Efficiently finding the last line in a text file [duplicate]

I need to extract the last line from a number of very large (several hundred megabyte) text files to get certain data. Currently, I am using python to cycle through all the lines until the file is empty and then I process the last line returned, but I am certain there is a more efficient way to do this.

What is the best way to retrieve just the last line of a text file using python?


Solution 1:

Not the straight forward way, but probably much faster than a simple Python implementation:

line = subprocess.check_output(['tail', '-1', filename])

Solution 2:

with open('output.txt', 'r') as f:
    lines = f.read().splitlines()
    last_line = lines[-1]
    print last_line

Solution 3:

Use the file's seek method with a negative offset and whence=os.SEEK_END to read a block from the end of the file. Search that block for the last line end character(s) and grab all the characters after it. If there is no line end, back up farther and repeat the process.
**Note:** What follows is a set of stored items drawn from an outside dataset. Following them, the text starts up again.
PR #7208, opened 2026-08-20
Add source: City of Greater Shepparton (greatershepparton_com_au)

### LINKED ISSUE #3812: [Source Request]: City of Greater Shepparton
### Municipality / Region

City of Greater Shepparton, Victoria Australia

https://greatershepparton.com.au/animals-environment-and-waste/waste-and-recycling/kerbside-collection

### Example Address

15 Main Rd, Arcadia 3631

### Collection Data Format

As html on a webpage

### Additional Information

Search by address or pickup zone

RedPandaDoge:
## Summary

Adds a new source for the City of Greater Shepparton (VIC, Australia). Closes #3812.

The council's bin-lookup widget isn't backed by any of the shared platforms this project already supports (OpenCities, IntraMaps, ArcGIS proxy, Recollect, etc.) - it's a bespoke in-house build calling three plain unauthenticated endpoints under `greatershepparton.com.au/external/gis-api/`:

- `address?search=...` - address geocoding/autocomplete
- `bin-zone-name-from-location?latitude=&longitude=` - resolves an address's collection zone
- `bin-zone-schedules` - serves the zone→reference-date data as a JS module (not JSON)

Since the third endpoint isn't a clean data API, `fetch()` fetches it live on every call and extracts just the resolved zone's reference-date literals with a narrow, anchored regex (never memorized into the source file), then reproduces the same weekly/fortnightly/every-28-days cadence math the council's own widget uses. This mirrors the approach already used by `boroondara_vic_gov_au.py` for a near-identical situation (another Victorian council whose schedule only exists inside a live JS file) rather than hardcoding a schedule snapshot.

Known limitation (documented in the doc page): the council also applies a temporary one-day collection shift for some zones around Christmas/New Year, whose exact scope depends on which weekday the holidays fall on that year. Modelling that would require parsing the JS's conditional/control-flow structure rather than just its data literals, which has no precedent in this codebase, so it isn't modelled - collection dates may be off by up to a day for ~2 weeks spanning the holiday period.

## How to get the arguments

Enter your full street address including suburb (e.g. `161 Welsford Street, Shepparton`), using full street-type words (`Street`, `Road`, `Square`) rather than abbreviations - the council's own address lookup only matches on the full word.

## Test cases used

All verified live against the real endpoints, spanning three different zones/days:
- `161 Welsford Street, Shepparton` (Tuesday D)
- `15 Main Road, Arcadia` (Tuesday C - the example address from #3812)
- `1-16 Lonsdale Square, Kialla` (Thursday C)

## Type of change

- [x] New source

## Checklist

- [x] No generated files in diff (README.md, info.md, sources.json, translations/*.json - CI regenerates these post-merge)
- [x] `doc/source/greatershepparton_com_au.md` created

### DIFF
--- a/custom_components/waste_collection_schedule/waste_collection_schedule/source/greatershepparton_com_au.py
+++ b/custom_components/waste_collection_schedule/waste_collection_schedule/source/greatershepparton_com_au.py
@@ -50,7 +50,6 @@ PARAM_TRANSLATIONS = {
     },
 }
 
-# Add your own handle here if you're picking this source up:
 SOURCE_CODEOWNERS = ["@RedPandaDoge"]
 
 ADDRESS_API_URL = "https://greatershepparton.com.au/external/gis-api/address"
@@ -73,12 +72,10 @@ _WEEKDAYS = [
     "Sunday",
 ]
 
-# Every one of the council's 20 zones (Monday A .. Friday D) follows the same
-# collection cadence per bin colour - only the per-zone reference dates differ,
+# Every one of the council's 20 zones (Monday A .. Friday D) uses the same
+# collection cadence per bin colour; only the per-zone reference dates differ,
 # and those are fetched live from ZONE_SCHEDULES_URL on every call (see
-# _extract_reference_dates below). This mapping is stable rostering structure,
-# not schedule data, the same way every other source in this repo encodes its
-# own day-of-week/interval rules in Python while only dates come from upstream.
+# _extract_reference_dates below).
 _BIN_INTERVAL_DAYS = {
     "General Waste": 14,
     "Recycling": 14,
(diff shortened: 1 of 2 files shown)


bbr111 (approved):
Nice work - this is a well-built source. The address -> zone -> live schedule lookup is clean, the reference dates are genuinely fetched on every call rather than snapshotted, and I appreciate that you documented the Christmas/New Year one-day shift instead of quietly approximating it. Your comparison to boroondara_vic_gov_au.py is fair; if anything this is stricter, since Boroondara hardcodes its reference date and yours doesn't.

I checked for overlap with the shared platforms (OpenCities/MyArea, Recollect, RecycleCoach, IntraMaps, the ICS YAML providers) and found none - the /external/gis-api/ endpoints really are bespoke, so a standalone source is right here.

I pushed a few small tweaks:

- removed a leftover "add your own handle here" template comment above SOURCE_CODEOWNERS
- trimmed the two long rationale comment blocks, including an in-source reference to CLAUDE.md (that file is contributor/assistant guidance, and no other source module points at it). The Christmas/New Year caveat itself is unchanged and still documented in doc/source/.
- small fix in _geocode: when several candidates matched your normalised input, the ambiguity error listed every candidate the API returned rather than the narrowed matches, which made the suggestion list less useful. It now suggests the narrowed set when there is one.

tests/test_source_components.py passes (35 passed) and ruff is clean. I couldn't reach the council's endpoints from my environment to re-run the live test, so I'm trusting your verification plus CI on that. Thanks for the thorough PR description and for creating the doc page.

def last_line(in_file, block_size=1024, ignore_ending_newline=False):
    suffix = ""
    in_file.seek(0, os.SEEK_END)
    in_file_length = in_file.tell()
    seek_offset = 0

    while(-seek_offset < in_file_length):
        # Read from end.
        seek_offset -= block_size
        if -seek_offset > in_file_length:
            # Limit if we ran out of file (can't seek backward from start).
            block_size -= -seek_offset - in_file_length
            if block_size == 0:
                break
            seek_offset = -in_file_length
        in_file.seek(seek_offset, os.SEEK_END)
        buf = in_file.read(block_size)

        # Search for line end.
        if ignore_ending_newline and seek_offset == -block_size and buf[-1] == '\n':
            buf = buf[:-1]
        pos = buf.rfind('\n')
        if pos != -1:
            # Found line end.
            return buf[pos+1:] + suffix

        suffix = buf + suffix

    # One-line file.
    return suffix

Note that this will not work on things that don't support seek, like stdin or sockets. In those cases, you're stuck reading the whole thing (like the tail command does).